Working from the records below, repeat exactly the lines starting at the line that contains "rafaeldtinoco: This is" and ending at the line that contains "3. IF the inode", inclusive.

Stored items
————————

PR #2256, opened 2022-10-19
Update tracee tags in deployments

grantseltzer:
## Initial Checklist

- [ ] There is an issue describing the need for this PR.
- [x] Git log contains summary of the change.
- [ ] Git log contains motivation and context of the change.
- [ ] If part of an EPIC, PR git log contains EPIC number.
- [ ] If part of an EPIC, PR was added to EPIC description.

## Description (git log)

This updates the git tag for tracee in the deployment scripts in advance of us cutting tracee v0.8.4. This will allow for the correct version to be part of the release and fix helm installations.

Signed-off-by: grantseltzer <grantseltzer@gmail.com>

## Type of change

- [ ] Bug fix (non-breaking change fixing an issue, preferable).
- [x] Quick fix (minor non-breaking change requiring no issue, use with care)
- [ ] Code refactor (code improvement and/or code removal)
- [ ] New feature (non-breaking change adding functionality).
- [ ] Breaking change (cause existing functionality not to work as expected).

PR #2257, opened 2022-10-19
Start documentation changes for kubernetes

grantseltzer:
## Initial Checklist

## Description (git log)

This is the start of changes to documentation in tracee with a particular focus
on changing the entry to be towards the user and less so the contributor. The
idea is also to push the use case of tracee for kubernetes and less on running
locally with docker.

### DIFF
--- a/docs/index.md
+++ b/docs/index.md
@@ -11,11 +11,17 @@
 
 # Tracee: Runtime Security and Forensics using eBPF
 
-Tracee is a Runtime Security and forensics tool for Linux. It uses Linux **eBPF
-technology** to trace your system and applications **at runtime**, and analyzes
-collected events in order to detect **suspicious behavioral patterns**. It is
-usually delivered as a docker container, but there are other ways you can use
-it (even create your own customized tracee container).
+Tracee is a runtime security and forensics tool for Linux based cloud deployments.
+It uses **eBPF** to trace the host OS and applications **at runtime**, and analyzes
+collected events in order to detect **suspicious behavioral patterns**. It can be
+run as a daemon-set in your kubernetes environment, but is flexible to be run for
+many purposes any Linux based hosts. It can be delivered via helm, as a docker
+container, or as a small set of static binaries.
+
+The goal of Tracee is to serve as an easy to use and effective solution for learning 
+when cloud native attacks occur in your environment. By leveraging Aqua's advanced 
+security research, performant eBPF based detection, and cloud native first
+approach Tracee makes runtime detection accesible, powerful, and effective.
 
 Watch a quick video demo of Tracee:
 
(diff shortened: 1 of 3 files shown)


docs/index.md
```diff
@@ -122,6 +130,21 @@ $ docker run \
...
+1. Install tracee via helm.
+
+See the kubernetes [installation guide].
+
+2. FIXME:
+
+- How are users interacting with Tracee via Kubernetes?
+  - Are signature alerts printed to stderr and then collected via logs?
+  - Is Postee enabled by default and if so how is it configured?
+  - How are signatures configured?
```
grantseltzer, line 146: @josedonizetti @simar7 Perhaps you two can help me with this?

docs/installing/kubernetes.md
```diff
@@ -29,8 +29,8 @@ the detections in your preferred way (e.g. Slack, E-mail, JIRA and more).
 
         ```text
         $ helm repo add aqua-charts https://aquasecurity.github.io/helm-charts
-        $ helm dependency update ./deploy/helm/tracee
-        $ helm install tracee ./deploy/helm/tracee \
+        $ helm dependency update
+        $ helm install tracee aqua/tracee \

————————

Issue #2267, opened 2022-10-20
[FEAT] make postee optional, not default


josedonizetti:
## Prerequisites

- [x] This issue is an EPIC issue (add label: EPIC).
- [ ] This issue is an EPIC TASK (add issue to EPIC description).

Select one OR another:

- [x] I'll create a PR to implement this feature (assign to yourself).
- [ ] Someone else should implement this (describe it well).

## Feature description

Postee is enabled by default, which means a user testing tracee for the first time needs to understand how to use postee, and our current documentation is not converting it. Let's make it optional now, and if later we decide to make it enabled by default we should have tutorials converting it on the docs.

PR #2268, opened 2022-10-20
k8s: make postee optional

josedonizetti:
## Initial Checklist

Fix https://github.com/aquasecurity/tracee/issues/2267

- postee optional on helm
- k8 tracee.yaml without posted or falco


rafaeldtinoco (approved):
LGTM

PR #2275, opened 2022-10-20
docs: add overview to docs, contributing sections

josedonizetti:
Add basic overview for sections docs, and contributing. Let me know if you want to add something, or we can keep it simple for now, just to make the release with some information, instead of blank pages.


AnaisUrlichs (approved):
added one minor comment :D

————————

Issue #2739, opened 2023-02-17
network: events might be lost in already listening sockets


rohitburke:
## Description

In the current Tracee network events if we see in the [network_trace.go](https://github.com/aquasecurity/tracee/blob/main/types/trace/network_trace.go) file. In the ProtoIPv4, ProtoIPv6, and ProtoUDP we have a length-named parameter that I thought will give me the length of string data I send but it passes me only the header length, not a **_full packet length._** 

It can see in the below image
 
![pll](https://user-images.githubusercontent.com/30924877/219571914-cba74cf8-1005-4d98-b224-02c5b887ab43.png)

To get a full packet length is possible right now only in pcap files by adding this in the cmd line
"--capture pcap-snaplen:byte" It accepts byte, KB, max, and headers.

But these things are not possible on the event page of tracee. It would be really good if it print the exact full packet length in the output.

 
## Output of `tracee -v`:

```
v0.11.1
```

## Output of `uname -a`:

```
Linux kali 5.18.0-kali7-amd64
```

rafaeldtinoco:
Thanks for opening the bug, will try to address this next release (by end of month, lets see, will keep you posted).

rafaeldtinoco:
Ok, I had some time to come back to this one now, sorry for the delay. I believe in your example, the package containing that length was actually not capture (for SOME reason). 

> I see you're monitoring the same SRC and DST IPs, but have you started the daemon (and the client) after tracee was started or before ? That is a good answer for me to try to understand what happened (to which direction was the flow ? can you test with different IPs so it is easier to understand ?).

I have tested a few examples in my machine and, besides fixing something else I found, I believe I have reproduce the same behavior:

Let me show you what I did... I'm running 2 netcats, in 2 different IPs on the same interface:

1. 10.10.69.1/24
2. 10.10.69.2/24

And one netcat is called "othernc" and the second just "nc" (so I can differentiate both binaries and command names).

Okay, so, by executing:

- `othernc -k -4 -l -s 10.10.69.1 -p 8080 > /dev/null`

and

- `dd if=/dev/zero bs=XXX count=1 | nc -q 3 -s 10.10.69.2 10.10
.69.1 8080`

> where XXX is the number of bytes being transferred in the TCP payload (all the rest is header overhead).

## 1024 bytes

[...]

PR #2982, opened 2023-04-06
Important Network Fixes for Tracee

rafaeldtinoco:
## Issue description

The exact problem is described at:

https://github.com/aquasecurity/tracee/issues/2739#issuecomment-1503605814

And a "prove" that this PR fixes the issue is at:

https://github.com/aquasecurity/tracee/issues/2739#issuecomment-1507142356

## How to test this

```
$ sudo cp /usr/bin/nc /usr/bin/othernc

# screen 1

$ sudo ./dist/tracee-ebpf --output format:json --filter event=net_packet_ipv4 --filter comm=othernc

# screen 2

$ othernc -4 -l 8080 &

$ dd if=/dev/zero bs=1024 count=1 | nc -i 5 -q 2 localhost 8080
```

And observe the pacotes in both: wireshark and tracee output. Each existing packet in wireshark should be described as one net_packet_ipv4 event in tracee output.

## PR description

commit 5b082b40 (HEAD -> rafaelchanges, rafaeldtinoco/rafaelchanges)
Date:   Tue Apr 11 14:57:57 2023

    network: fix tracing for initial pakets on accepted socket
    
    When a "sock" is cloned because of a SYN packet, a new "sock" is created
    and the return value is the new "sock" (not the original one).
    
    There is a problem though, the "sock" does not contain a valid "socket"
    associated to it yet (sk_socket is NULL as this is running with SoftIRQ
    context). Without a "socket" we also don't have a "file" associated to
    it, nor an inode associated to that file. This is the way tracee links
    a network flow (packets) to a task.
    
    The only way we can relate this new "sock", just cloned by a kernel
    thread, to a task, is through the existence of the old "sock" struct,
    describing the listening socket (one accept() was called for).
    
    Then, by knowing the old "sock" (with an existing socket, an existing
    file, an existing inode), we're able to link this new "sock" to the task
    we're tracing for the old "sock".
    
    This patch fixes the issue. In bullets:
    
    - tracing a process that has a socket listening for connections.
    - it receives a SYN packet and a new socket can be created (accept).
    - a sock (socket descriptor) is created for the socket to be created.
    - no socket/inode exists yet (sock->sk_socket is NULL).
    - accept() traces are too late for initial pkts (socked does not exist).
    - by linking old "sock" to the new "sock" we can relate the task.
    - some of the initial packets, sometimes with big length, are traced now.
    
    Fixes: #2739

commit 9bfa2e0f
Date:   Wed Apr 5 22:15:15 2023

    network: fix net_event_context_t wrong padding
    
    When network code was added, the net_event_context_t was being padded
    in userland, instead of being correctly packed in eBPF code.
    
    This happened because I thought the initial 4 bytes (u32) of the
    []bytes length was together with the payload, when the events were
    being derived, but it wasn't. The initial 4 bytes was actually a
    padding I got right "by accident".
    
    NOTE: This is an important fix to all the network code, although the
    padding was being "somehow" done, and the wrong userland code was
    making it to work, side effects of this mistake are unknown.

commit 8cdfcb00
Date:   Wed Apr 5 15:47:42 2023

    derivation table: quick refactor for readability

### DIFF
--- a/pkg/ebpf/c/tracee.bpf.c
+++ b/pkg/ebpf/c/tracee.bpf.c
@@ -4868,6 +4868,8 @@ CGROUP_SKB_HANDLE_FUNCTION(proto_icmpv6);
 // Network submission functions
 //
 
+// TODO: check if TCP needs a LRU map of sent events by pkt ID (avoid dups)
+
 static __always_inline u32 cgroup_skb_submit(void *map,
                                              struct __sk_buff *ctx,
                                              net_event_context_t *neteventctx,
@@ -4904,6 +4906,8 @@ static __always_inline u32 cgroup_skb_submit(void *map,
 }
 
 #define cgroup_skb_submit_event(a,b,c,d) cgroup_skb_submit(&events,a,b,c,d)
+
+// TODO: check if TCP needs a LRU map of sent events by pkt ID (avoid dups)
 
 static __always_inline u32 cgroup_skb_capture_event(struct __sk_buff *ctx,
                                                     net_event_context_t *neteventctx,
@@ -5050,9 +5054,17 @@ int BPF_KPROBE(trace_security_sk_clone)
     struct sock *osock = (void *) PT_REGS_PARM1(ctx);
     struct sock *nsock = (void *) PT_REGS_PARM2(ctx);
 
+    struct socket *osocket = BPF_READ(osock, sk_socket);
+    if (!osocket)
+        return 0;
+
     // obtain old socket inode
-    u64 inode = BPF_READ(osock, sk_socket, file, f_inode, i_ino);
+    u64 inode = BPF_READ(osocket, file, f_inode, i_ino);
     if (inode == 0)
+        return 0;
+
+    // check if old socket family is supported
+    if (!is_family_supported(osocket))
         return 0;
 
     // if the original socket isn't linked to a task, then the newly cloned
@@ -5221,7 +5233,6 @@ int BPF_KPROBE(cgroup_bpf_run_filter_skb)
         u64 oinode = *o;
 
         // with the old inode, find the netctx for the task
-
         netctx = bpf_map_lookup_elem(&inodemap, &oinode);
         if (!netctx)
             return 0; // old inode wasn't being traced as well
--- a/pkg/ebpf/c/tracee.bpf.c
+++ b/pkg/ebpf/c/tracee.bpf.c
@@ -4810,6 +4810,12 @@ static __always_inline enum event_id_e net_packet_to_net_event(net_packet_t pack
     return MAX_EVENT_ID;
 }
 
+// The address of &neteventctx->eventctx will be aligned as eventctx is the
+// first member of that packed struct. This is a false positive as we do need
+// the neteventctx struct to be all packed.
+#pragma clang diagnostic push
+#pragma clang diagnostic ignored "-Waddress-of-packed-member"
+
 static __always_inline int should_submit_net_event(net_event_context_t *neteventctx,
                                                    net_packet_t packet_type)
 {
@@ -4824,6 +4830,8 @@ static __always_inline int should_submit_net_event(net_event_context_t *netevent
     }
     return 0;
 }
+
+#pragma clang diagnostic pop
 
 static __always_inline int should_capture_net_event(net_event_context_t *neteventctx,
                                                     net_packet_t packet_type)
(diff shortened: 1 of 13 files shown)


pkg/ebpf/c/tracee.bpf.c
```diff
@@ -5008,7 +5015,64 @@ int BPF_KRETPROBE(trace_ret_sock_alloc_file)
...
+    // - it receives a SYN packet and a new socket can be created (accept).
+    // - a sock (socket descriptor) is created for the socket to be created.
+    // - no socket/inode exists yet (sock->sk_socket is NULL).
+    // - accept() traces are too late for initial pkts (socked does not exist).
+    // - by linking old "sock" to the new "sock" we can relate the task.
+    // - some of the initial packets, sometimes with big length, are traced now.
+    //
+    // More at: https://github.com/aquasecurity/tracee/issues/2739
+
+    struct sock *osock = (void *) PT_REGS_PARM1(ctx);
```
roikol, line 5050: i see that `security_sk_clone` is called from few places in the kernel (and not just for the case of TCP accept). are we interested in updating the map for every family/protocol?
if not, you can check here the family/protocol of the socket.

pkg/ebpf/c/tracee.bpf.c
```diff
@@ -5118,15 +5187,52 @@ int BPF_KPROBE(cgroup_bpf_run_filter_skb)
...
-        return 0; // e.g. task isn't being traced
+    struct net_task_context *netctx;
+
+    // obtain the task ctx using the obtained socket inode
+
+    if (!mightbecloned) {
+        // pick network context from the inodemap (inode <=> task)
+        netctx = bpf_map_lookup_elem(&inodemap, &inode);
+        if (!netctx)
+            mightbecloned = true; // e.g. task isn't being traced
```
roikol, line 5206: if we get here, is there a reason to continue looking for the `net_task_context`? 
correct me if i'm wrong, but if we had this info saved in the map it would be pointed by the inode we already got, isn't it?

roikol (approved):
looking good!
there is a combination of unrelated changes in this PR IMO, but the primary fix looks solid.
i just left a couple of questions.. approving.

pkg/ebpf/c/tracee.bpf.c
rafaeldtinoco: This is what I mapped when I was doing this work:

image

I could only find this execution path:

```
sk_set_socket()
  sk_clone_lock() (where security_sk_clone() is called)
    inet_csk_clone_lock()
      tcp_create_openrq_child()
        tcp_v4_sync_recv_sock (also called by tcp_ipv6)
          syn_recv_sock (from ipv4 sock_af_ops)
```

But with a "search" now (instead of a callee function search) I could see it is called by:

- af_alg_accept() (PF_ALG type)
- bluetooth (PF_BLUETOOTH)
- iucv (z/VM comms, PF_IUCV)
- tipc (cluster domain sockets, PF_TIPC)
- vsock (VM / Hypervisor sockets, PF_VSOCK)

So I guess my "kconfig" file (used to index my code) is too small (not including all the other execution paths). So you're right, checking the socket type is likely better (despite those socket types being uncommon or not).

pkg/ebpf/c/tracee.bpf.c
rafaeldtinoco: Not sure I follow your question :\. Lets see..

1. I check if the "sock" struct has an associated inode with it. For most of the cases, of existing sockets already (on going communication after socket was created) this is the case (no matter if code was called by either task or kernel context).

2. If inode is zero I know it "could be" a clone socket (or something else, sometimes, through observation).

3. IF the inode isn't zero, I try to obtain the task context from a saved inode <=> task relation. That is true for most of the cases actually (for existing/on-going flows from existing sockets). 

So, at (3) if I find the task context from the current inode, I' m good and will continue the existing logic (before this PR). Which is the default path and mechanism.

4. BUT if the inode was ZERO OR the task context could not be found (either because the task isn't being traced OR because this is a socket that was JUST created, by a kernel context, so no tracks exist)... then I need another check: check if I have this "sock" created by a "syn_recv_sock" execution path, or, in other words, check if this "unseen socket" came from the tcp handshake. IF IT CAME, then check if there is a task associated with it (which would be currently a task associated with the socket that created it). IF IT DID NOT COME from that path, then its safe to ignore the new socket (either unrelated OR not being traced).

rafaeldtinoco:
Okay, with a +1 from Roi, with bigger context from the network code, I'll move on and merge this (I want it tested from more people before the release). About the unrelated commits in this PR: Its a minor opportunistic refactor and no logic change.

————————

** Solution **
rafaeldtinoco: This is what I mapped when I was doing this work:

image

I could only find this execution path:

```
sk_set_socket()
  sk_clone_lock() (where security_sk_clone() is called)
    inet_csk_clone_lock()
      tcp_create_openrq_child()
        tcp_v4_sync_recv_sock (also called by tcp_ipv6)
          syn_recv_sock (from ipv4 sock_af_ops)
```

But with a "search" now (instead of a callee function search) I could see it is called by:

- af_alg_accept() (PF_ALG type)
- bluetooth (PF_BLUETOOTH)
- iucv (z/VM comms, PF_IUCV)
- tipc (cluster domain sockets, PF_TIPC)
- vsock (VM / Hypervisor sockets, PF_VSOCK)

So I guess my "kconfig" file (used to index my code) is too small (not including all the other execution paths). So you're right, checking the socket type is likely better (despite those socket types being uncommon or not).

pkg/ebpf/c/tracee.bpf.c
rafaeldtinoco: Not sure I follow your question :\. Lets see..

1. I check if the "sock" struct has an associated inode with it. For most of the cases, of existing sockets already (on going communication after socket was created) this is the case (no matter if code was called by either task or kernel context).

2. If inode is zero I know it "could be" a clone socket (or something else, sometimes, through observation).

3. IF the inode isn't zero, I try to obtain the task context from a saved inode <=> task relation. That is true for most of the cases actually (for existing/on-going flows from existing sockets). 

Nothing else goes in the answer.